Tuesday, May 28, 2013

Top Five Dos and Don'ts When Employing Interns

Like most Silicon Valley technology companies, we hire interns at FirstRain. Sometimes they are active graduate students looking for work experience and interesting problems to solve while finishing their doctorate, sometimes they are in the final few months of a bachelors and want to try on a job to see if they enjoy it, and sometimes they are full time students working for the Summer. In all cases having them in our company is a huge win for us. So far every one has been an energy source, working hard and doing good work while allowing us to foster potential future employees (we like to hire our interns if they're good).

But it's important that being an intern is good for the intern, not just for FirstRain. I've got young friends who interned for free (at other companies, not FirstRain!) - long hours where they felt taken advantage of and that doesn't seem fair. So here's my (somewhat tongue in cheek) list of the top Dos and Don'ts for employing interns...

Do - hire the very smart ones and load them up with work. It's a win-win. You get a lot of great work done at reasonable cost, they get to experience that incredible satisfaction of conquering a mountain of work. Yes conquering the mountain is fun in the end, trust me.
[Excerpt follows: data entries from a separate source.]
PR #136, opened 2021-11-19
Update bob msg handler

ronnyhlim:
JIRA: https://issues.redhat.com/browse/CWFHEALTH-859

**Update Bob message handler to avoid usage of Docker-Pulp**
- updated `get_docker_repo_tags` to parse external repo names from ET response
        old response returned:  **{'foo-container-1-1': {'foo-526': ['5.26', 'latest']}}**
        new response returns: **{'foo-526': ['5.26', 'latest']}**
- updated `rebuild_images_depending_on_advisory` to use updated `get_docker_repo_tags` and removed usage of Docker-pulp
- Removed docker pulp credentials from `config.py` and removed all instances of docker pulp usage from unit tests.

### DIFF
--- a/freshmaker/errata.py
+++ b/freshmaker/errata.py
@@ -253,15 +253,12 @@ class Errata(object):
         get_advisory_cdn_docker_file_list
         :param int errata_id: Errata advisory ID.
         :rtype: dict
-        :return: Dict of advisory builds with repo and tag config:
+        :return: Dict of repos and tags config:
             {
-                'build_NVR': {
-                    'cdn_repo1': [
-                        'tag1',
-                        'tag2'
-                    ],
-                    ...
-                },
+                'cdn_repo1': [
+                    'tag1',
+                    'tag2'
+                ],
                 ...
             }
         """
@@ -276,15 +273,11 @@ class Errata(object):
                         "returned None.")
             return None
 
-        repo_tags = dict()
-        for build_nvr in response:
-            if build_nvr not in repo_tags:
-                repo_tags[build_nvr] = dict()
-            repos = response[build_nvr]['docker']['target']['repos']
-            for repo in repos:
-                tags = repos[repo]['tags']
-                repo_tags[build_nvr][repo] = tags
-        return repo_tags
+        return {
+            repo: repo_data['tags']
+            for build_data in response.values()
+            for repo, repo_data in build_data['docker']['target']['external_repos'].items()
+        }
 
     def advisories_from_event(self, event):
         """
--- a/freshmaker/config.py
+++ b/freshmaker/config.py
@@ -304,18 +304,6 @@ class Config(object):
             'type': str,
             'default': '',
             'desc': 'Password to login Pulp.'},
-        'pulp_docker_server_url': {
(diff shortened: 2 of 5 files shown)


freshmaker/errata.py
```diff
@@ -281,7 +278,11 @@ def get_docker_repo_tags(self, errata_id):
             for repo in repos:
                 tags = repos[repo]['tags']
                 repo_tags[build_nvr][repo] = tags
-        return repo_tags
+
+        tags = dict()
+        for repos in repo_tags.values():
+            tags.update(repos)
+        return tags
```
hluk, line 285: Looks like all this and the old code can be rewritten as:

```python
        return {
            repo: repo_data['tags']
            for build_data in response.values()
            for repo, repo_data in build_data['docker']['target']['repos'].items()
        }
```

ronnyhlim: agreed, this is a much cleaner way to do this. changes made

freshmaker/errata.py
```diff
@@ -273,15 +270,11 @@ def get_docker_repo_tags(self, errata_id):
...
-                repo_tags[build_nvr] = dict()
-            repos = response[build_nvr]['docker']['target']['repos']
-            for repo in repos:
-                tags = repos[repo]['tags']
-                repo_tags[build_nvr][repo] = tags
-        return repo_tags
+        return {
+            repo: repo_data['tags']
+            for build_data in response.values()
+            for repo, repo_data in build_data['docker']['target']['repos'].items()
```
hluk, line 276: Using similar change in metaxor as reference: Shouldn't this use key `'external_repos'` instead of `'repos'`?

ronnyhlim: hmm so the original method uses `repos` (https://github.com/redhat-exd-rebuilds/freshmaker/blob/master/freshmaker/errata.py#L283) and when I run unit tests using 
`for repo, repo_data in build_data['docker']['target']['external_repos'].items()` there is a key_error on `external_repos`.

hluk: Do unit tests have correct data?

ronnyhlim: yup, I believe so because when _response_ is created from passing the _errata_id_ into `xmlrpc.get_advisory_cdn_docker_file_list`, we get a dict that has "repos" as one of the keys. The unit tests reflect this so I believe it's correct. However, in case I am mistaken do you think we should change the 
`xmlrpc.get_advisory_cdn_docker_file_list` response to be 'external_repos' instead of 'repos'? (and make the same change in this method?
Screenshot from 2021-11-24 00-21-15
m

hluk: The "external_repos" is not mentioned in ET XMLRPC docs but I found it in ET source code. Looks like the "external_repos" value is compatible with quay.io - not sure if we need it here.

mbirger-rh (changes requested):

freshmaker/errata.py
ronnyhlim: ahh changes made :+1:

mbirger-rh (approved):

PR #137, opened 2021-11-22
Get signed state for builds from updated ET API

hluk:
New "with_sig_key" GET parameter was added to Errata Tool API in
RHELWF-4641. With this we can list all attached builds with "is_signed"
property:

    /api/v1/erratum/{id}/builds_list?with_sig_key=1

### DIFF
--- a/freshmaker/errata.py
+++ b/freshmaker/errata.py
@@ -227,6 +227,9 @@ class Errata(object):
     def _get_attached_builds(self, errata_id):
         return self._errata_http_get(f"advisory/{errata_id}/builds.json")
 
+    def _get_builds_by_product(self, errata_id):
+        return self._errata_rest_get(f"/erratum/{errata_id}/builds_list?with_sig_key=1")
+
     @region.cache_on_arguments()
     def _advisories_from_nvr(self, nvr):
         """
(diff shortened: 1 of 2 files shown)


freshmaker/errata.py
```diff
@@ -311,22 +314,14 @@ def builds_signed(self, errata_id):
...
-        # For each NVR, check that all the rpms are signed.
-        for nvr in nvrs:
-            log.info("Checking whether the build %s is signed", str(nvr))
-            build = self._errata_rest_get("build/%s" % str(nvr))
-            if "rpms_signed" not in build or not build["rpms_signed"]:
-                return False
-
-        return True
+        data_by_product = self._get_builds_by_product(errata_id)
+        log.warning(data_by_product)
```
qixiang, line 318: This log message is not so readable and includes content (product data, rpms in builds for different arches) we don't care about when there are many builds attached, I'd suggest logging a warning message with build NVR and return `False` only when a build is not signed.

hluk: Ooops, I used it to debug some problems. Removing.

qixiang (approved):
:+1:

Don't - take them out drinking and flirt with them. A challenge for some of you I know, but a friend of mine did that and even though he thought it was harmless she complained and his career with his company went sideways for 2 years.

Do - give them a plan for the time they are interning with you. What you expect them to learn, why, what you hope they'll be able to do with it afterwards. This is motivating and gives the work a purpose.

Don't - sit them all together and just expect them to work it out. One of the things you want them to learn is how to be productive and professional in an office. That means teaming them up with one of your professionals who'll be there to mentor them.

Do - make the work you have them doing interesting and relevant to their ambitions. A brilliant PhD student in big data analytics - give her your hardest problem and watch her impress you; a creative and smart new graduate in marketing and design - show him your visual brand and all the things you don't like about it and support him as he tells you all the ways he'll bury your ideas with his own.

Don't - expect them to read your mind. If you're not getting what you want go and talk to them. Could be they are intimidated by you (always hard for me to imagine but I guess the title VP or CEO can be a barrier) and you need to help them get what they need to complete the task you've set them.

Do - stretch them. Let them try things they've never tried before. For example Facebook is running a summer intern program this year for non computer science students, teaching them how to code. They're expanding their potential labor pool and introducing a bunch of structured thinkers to a whole new career. A great idea.

Don't - treat them differently. They are with you because they want experience. Give them experience. Include them in company all hands, let them shadow you in meetings, treat them like employees so they know what it's like.

Do - feed them. We call it the FirstRain 15. Hey, interns should be able to eat too much great food every day and gain weight too.

Don't - let them hug you at work when they're happy. It sets the wrong impression. Even if one of the interns is your kid. Seriously.